1. This demo uses Databricks Apps for simplicity but can be deployed on any modern web server.
2. This application is for demonstration purposes only; consider adding security measures and error handling for production use.
3. This repo is not meant to be a "click-and-deploy" solution. Instead, use the code in this repo as reference as you build your own embedded analytics application.

## :star2: AI/BI Embedding

AI/BI features two complementary capabilities: Dashboards and Genie. Dashboards provide a low-code experience to help analysts quickly build highly interactive data visualizations for their business teams using natural language, and Genie allows business users to converse with their data to ask questions and self-serve their own analytics. Both of these capabilites can be embedded into external applications.

### 1. Dashboard Embedding

![Example](images/dashboard_embedding_example.png)
With dashboard embedding, you are able to seamlessly embed a dashboard into your application as you can see in the example above. There are two different ways you can embed dashbaords with AI/BI.

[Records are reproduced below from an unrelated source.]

PR #194, opened 2024-10-15
Added a new tool for setting the config strap BOM status

callendorph:
This is a function for setting the BOM status of the components in the ConfigStrap object.


bhusang (approved):

callendorph:
Tests pass when I run them locally.

PR #209, opened 2024-11-08
Updates to the non-plated hole and support for changes to `mechanical/MountingHoles`

callendorph:
Many changes here - most of them are going to support better handling of mounting holes.

### DIFF
--- a/src/landpatterns/numbering.stanza
+++ b/src/landpatterns/numbering.stanza
@@ -45,8 +45,8 @@ doc: \<DOC>
 Null Numbering Object
 
 This is a default object for creating packages that don't require
-any pad numbering. These landpatterns may not contain any pads to
-number.
+any pad numbering. These landpatterns will likely not have any
+pads to number.
 <DOC>
 public defstruct NullNumbering <: Numbering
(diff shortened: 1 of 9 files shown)


bhusang (approved):

src/landpatterns/numbering.stanza
```diff
@@ -41,6 +41,17 @@ Convert the row and column indices into a pad number or reference
 <DOC>
 public defmulti to-pad-id (x:Numbering, row:Int, column:Int) -> Int|Ref
 
+doc: \<DOC>
+Null Numbering Object
+
+This is a default object for creating packages that don't require
+any pad numbering. These landpatterns may not contain any pads to
```
bhusang, line 48: Is this `may not` or `should not`?

callendorph: This doesn't prevent composition of landpatterns or manually defining, for example, a mechanical hole pad outside of these constructs.

bhusang: Cool, then maybe we change the language to something like? 
"These landpatterns do not need to contain any pads to number."

PR #212, opened 2024-11-14
fixed BD defn

bhusang:


callendorph (approved):
:+1: Design runs. Looks good.

PR #223, opened 2024-12-10
Misc updates and Docs Fix

callendorph:
Addresses issue that was causing the documentation build to fail. 
Other minor updates.


jwatson0 (approved):
:+1:

PR #224, opened 2024-12-11
Add Docgen to CI Build

callendorph:
This will hopefully check for docstring bugs so that we can make sure those get fixed before merging.


callendorph:
docker on my OS-X brew installation is basically non-functional. I can't test locally so there may be a long string of commits here to get this working

callendorph:
Tests passed but it didn't actually run what I told it to run. Something is wrong with the CI.

callendorph:
When I run in the VM I see this:

```
...
ols/transformer jsl/symbols/transistors/BJT jsl/symbols/transistors/FET jsl/symbols/transistors/JFET jsl/symbols/transistors/generators jsl/symbols/utils jsl/examples/protocols/displayport/displayport-src jsl/examples/landpatterns/app-specific-keepout jsl/examples/protocols/common/example-board jsl/examples/protocols/sata/SATA-src jsl/examples/protocols/ethernet/10GBASE-KR/e10GBASE-KR-src jsl/examples/pin-assignment/swizzle -standalone src -o ./docs_build/docs
jitx-client-1  | Error: /app/jsl/src/si/pairs.stanza:144.12 Function 'topo-pair' has documentation for non-existent argument 'pairs'
jitx-client-1  | Error: Encountered 1 errors while reading documentation for package jsl/si/pairs
jitx-client-1  | Halting due to errors while reading package docs.
jitx-client-1  | make: *** [Makefile:92: test-docs] Error 255
jitx-client-1 exited with code 2
ubuntu@ip-172-31-18-60:~/jsl2/.github$ 
```

Which is what I want to happen - it fails on a documentation problem.

callendorph:
I'm going to create a new clean PR

PR #235, opened 2025-01-23
Update to `dp-coupler` for non-JSL 2-pin landpatterns

callendorph:
In the previous implementation 

```
  inst tx-coupler : dp-coupler(
    create-part(
      mpn = "ESD132-B1-W0201 E6327", 
      manufacturer = "Infineon"
    )
  )
```

Results in something like this:

Screenshot 2025-01-23 at 3 16 32 PM

because the parts-DB landpattern for this part is rotated 90 degrees from the JSL 2-pin standard landpattern.

This PR adds a new `pre-pose` argument that allows for the components in the `dp-coupler` to be oriented before being constructed in the coupler form. 

```
  inst tx-coupler : dp-coupler(
    create-part(
      mpn = "ESD132-B1-W0201 E6327", 
      manufacturer = "Infineon"
    ),
    pre-pose = loc(0.0, 0.0, 90.0)
  )
```

Screenshot 2025-01-23 at 3 18 47 PM

@Johnsel - FYI

### DIFF
--- a/src/landpatterns/courtyard.stanza
+++ b/src/landpatterns/courtyard.stanza
@@ -162,6 +162,24 @@ public defn get-courtyard-boundary (
   else:
     bounds $ Union(content)
 
+doc: \<DOC>
+Extract the courtyard shape for the landpattern of a component.
+
+This function introspects the given component and finds the courtyard
+layer of its landpattern. It then returns a Union of the landpatterns
+courtyard layer.
+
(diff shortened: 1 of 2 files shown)


Johnsel:
Thank you for accomodating a fix for this issue so quickly! :)

bhusang (approved):

PR #243, opened 2025-04-02
Bg/update ddr3

bhusang:


src/protocols/memory/ddr3.stanza
```diff
@@ -192,25 +191,8 @@ with:
 
 doc: \<DOC>
 Constructor for the DDR3 Data Link Constraint
-@param width Width of the DDR3 interface (enumerated type)
-@param diff-dqs-rs Differential Routing Structure constraints for DQS signals
-@param se-dq-rs Routing Structure constraints for DQ signals
 <DOC>
-public defn DDR3-Data-ACC-Constraint (
```
callendorph, line 199: Ya, removing these is a good idea, the `keyword-constructor=true` is a better approach to rely on.

callendorph (approved):
:+1: Thanks!

Issue #432, opened 2026-06-03
CI red on main: package-lock.json out of sync with package.json (npm ci fails)


brownm09:
## Problem

Every CI job on `main` fails at the `npm ci` step — both `Lint & Test` and `DB Integration Tests` die before any test runs (and `Playwright E2E` is consequently skipped). main is currently red ([latest run](https://github.com/brownm09/lifting-logbook/actions/runs/26895549682)).

```
npm ERR! code EUSAGE
npm ERR! `npm ci` can only install packages when your package.json and package-lock.json or npm-shrinkwrap.json are in sync. Please update your lock file with `npm install` before continuing.
npm ERR! Invalid: lock file's @clerk/backend@3.4.14 does not satisfy @clerk/backend@3.5.0
npm ERR! Invalid: lock file's @clerk/shared@4.14.0 does not satisfy @clerk/shared@4.15.0
npm ERR! Missing: react@19.2.7 from lock file
```

## Root cause

`package.json` declares caret ranges (e.g. `@clerk/backend: ^3.4.13`, `@clerk/nextjs: ^6.12.0`) that now resolve to newer published versions (clerk-backend 3.5.0, clerk-shared 4.15.0, with react 19.2.7 pulled in transitively) than the versions pinned in the committed `package-lock.json`. `npm ci` requires an exact, in-sync lockfile and refuses to install. The lockfile was not regenerated after the relevant dependency range bump.

## Fix

Regenerate the lockfile (`npm install`) so it is back in sync, and commit it. After the fix `npm ci` succeeds locally.

## Verification

`npm ci` → succeeds. Auth-touching suites still green after the resulting clerk 3.4→3.5 / 4.14→4.15 minor bump: api in-memory 250 passed, web 56 passed, core 160 passed; DB E2E 51 passed via Testcontainers.

PR #436, opened 2026-06-04
[infra] Add CI lockfile-sync guard with clear drift message

### LINKED ISSUE #435: [infra] CI guard: fail fast with a clear message when package-lock.json drifts from package.json
## Problem

`package-lock.json` drifted out of sync with the caret ranges in `package.json` (clerk-backend, clerk-shared, react), which turned `main` CI red at the `npm ci` step. `npm ci` refuses an out-of-sync lockfile, but the resulting `EUSAGE` error is cryptic and does not name the lockfile-drift root cause. It was fixed reactively in #432/#433, but nothing surfaces the drift early or explains it.

## Goal

Add an early step to `.github/workflows/ci.yml` (in the `Lint & Test` job, before `npm ci`) that detects lockfile drift and fails with a clear, actionable message instead of the cryptic `npm ci` EUSAGE:

```bash
npm install --package-lock-only --ignore-scripts
git diff --exit-code package-lock.json
```

## Acceptance Criteria

- [ ] Early CI step regenerates the lockfile metadata and `git diff --exit-code`s it
- [ ] On drift, the step prints a clear remediation message (run `npm install`, commit the regenerated lockfile)
- [ ] Verified: passes on the current in-sync lockfile
- [ ] Verified: fails on a deliberately drifted lockfile
- [ ] This is layer 2 of a 4-layer lockfile-drift defense (branch protection, CI guard, global pre-push hook, global CLAUDE.md rule)

brownm09:
## Summary

Layer 2 of the 4-layer lockfile-drift defense. Adds an early step to the `Lint & Test` job in `ci.yml` that regenerates the lockfile metadata and fails with an actionable message if `package-lock.json` has drifted from `package.json` — surfacing the root cause before the cryptic `npm ci` EUSAGE error that turned `main` red (fixed reactively in #432/#433).

```yaml
npm install --package-lock-only --ignore-scripts
git diff --exit-code package-lock.json   # clear ::error:: + remediation on drift
```

## Acceptance Criteria

- [x] Early CI step regenerates lockfile metadata and `git diff --exit-code`s it
- [x] On drift, prints a clear remediation message (run `npm install`, commit the regenerated lockfile)
- [x] Verified: passes on the current in-sync lockfile
- [x] Verified: fails on a deliberately drifted lockfile (`@types/jest` range change)

## Testing

This is a **CI-workflow-only change** (single addition to `.github/workflows/ci.yml`); it touches no application, package, or test code, so the monorepo test suite cannot validate it. Verification was done by directly exercising the guard's exact commands:

- **Synced lockfile:** `npm install --package-lock-only --ignore-scripts` → `git diff --exit-code package-lock.json` exits 0 (PASS, no drift).
- **Deliberately drifted lockfile:** changed `@types/jest` range `^30.0.0` → `^29.5.0`, re-ran the guard → diff non-empty, would `exit 1` (guard correctly FAILS). Working tree restored clean afterward.
- Pre-commit lint hook: `Tasks: 5 successful, 5 total`.

Full `npm test` not run: the change is CI-config only and the suite (which requires Docker/Playwright) yields no signal on workflow YAML. No suppressions or test-integrity violations introduced (pre-PR greps clean).

Closes #435

_Test-integrity note: no suite run — this change is CI-workflow-only and the test suite cannot validate workflow YAML; verification is the synced/drifted simulation above (Tests: not applicable)._

### DIFF
--- a/.github/workflows/ci.yml
+++ b/.github/workflows/ci.yml
@@ -34,6 +34,20 @@ jobs:
           restore-keys: |
             ${{ runner.os }}-turbo-
 
+      - name: Verify package-lock.json is in sync with package.json
+        run: |
+          # Layer 2 of the lockfile-drift defense (see issue #435). Regenerate the
+          # lockfile metadata from package.json without touching node_modules, then
+          # fail with a clear message if it differs from the committed lockfile.
+          # This surfaces drift before the cryptic `npm ci` EUSAGE error fires below.
+          npm install --package-lock-only --ignore-scripts
+          if ! git diff --exit-code package-lock.json; then
+            echo "::error::package-lock.json is out of sync with package.json."
+            echo "A dependency was changed without regenerating the lockfile (the diff above shows the delta)."
+            echo "Fix: run 'npm install' locally and commit the updated package-lock.json in the same change."
+            exit 1
+          fi
+
       - name: Install dependencies
         run: npm ci
 


brownm09:
## Review: [infra] Add CI lockfile-sync guard with clear drift message

### Summary
**Merge.** This is a tight, correct, single-file CI change that does exactly what it claims: it regenerates lockfile metadata and fails early with an actionable message before the opaque `npm ci` EUSAGE error. The guard's failure direction is sound — if `npm install --package-lock-only` produces a diff, the committed lockfile genuinely does not satisfy `package.json`, which is precisely the state `npm ci` rejects, so there is no false-positive path relative to the error it front-runs. No blocking findings. A few minor non-blocking notes below; none should hold the merge.

---

### Non-Blocking Findings

**[performance]** `.github/workflows/ci.yml:37`
The guard runs on **every** CI run, including PRs that touch no dependencies, adding an `npm install --package-lock-only` (a dependency-resolution pass, potentially a registry round-trip) to each run.
This is the right tradeoff — always-correct beats conditional — and `setup-node`'s `cache: 'npm'` (already configured above) keeps it cheap. Noting it only so the cost is a conscious choice.
**Suggestion:** Leave as-is. If CI minutes ever become a concern, gate the step on a `package*.json` path filter, but that adds drift risk (a step that doesn't run can't catch anything) for marginal savings — not worth it now.

**[reliability]** `.github/workflows/ci.yml:41`
`npm install --package-lock-only` can reach the registry to resolve versions; a transient registry 5xx would fail this step.
The blast radius is identical to the existing `npm ci` step that follows, so this adds no new failure surface — but it does move the first network-dependent step earlier in the job. Acceptable.
**Suggestion:** No change needed. If registry flakiness shows up in practice, the same retry strategy you'd apply to `npm ci` covers both.

**[maintainability]** PR body — Testing section
The PR body documents the CI-config-only rationale and the manual synced/drifted verification thoroughly, but omits the literal `Tests: N passed, N skipped, N failed` summary line the test-integrity policy asks for.
For a workflow-YAML-only change the suite yields no signal, so this is the known false-positive class rather than a real gap — flagging only for completeness against the policy checklist.
**Suggestion:** Optionally add one line to the Testing section stating "No suite run — change is CI-workflow-only; suite cannot validate workflow YAML" so the policy box is explicitly ticked.

---

### Style Notes
Clean. The inline comment block explaining "Layer 2 of the lockfile-drift defense" with the `#435` cross-reference is exactly the right amount of context for a future reader encountering this step — keep that habit.

---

**Option 1: iframe embedding (a.k.a Copy Embed Code)**

- Generally Available!
- This is the simplest way to embed an AI/BI dashboard (see [here](https://docs.databricks.com/en/dashboards/embed.html#embed-a-dashboard) for instructions).
- Best-suited for internal use cases
- Users are already Databricks users in your account
- Low-code/No-code approach, but comes with limitations (ex: users need to sign-in to Databricks to see dashboard)
- Not showcased in this demo

**Option 2: Token-Based Embedding (a.k.a App-Delegated Authentication Embedding)**

- Private Preview as of March 2025 (reach out to your Databricks Account Team)
- Best-suited for external use cases
- Users are not Databricks users in your account (i.e. your end-customers)
- More complex, requires backend and frontend implementation via code
- Allows passing parameters for Row-Level Security (RLS).
- For sample code, refer to:
- **app.py**
- backend/**dashboard_embedding.py**
- frontend/src/pages/**Analytics.js**

#### Dashboard Embedding Architecture Diagram
![Architecture](images/dashboard_embedding_architecture.gif)

### 2. Genie Embedding
![Example](images/genie_embedding_example.png)
Before Genie Conversational APIs became available, you could only interact with Genie through the Databricks UI. Now, you are able to use Genie Conversational APIs to build your own version of Genie in your own application as you can see above.

**Genie Conversational APIs**

- Public Preview as of March 2025
- Surfaces AI/BI Genie through a REST endpoint
- For sample code, refer to:
- **app.py**
- backend/**genie_embedding.py**
- frontend/src/pages/**Genie.js**
- frontend/src/components/**ChatMessage.js**

#### API Flow
![Architecture](images/genie_api_flow.gif)

#### Genie Embedding Architecture Diagram
![Architecture](images/genie_api_architecture.gif)

## :rocket: Learn More

- AI/BI
- [Databricks AI/BI Product Page](https://www.databricks.com/product/ai-bi)
- Dashboard Embedding
- [iframe Embedding Documentation](https://docs.databricks.com/aws/en/dashboards/embed)

- Genie Conversational APIs
- [Genie API Documentation](https://docs.databricks.com/api/workspace/genie)
- [Genie API Blog](https://www.databricks.com/blog/genie-conversation-apis-public-preview)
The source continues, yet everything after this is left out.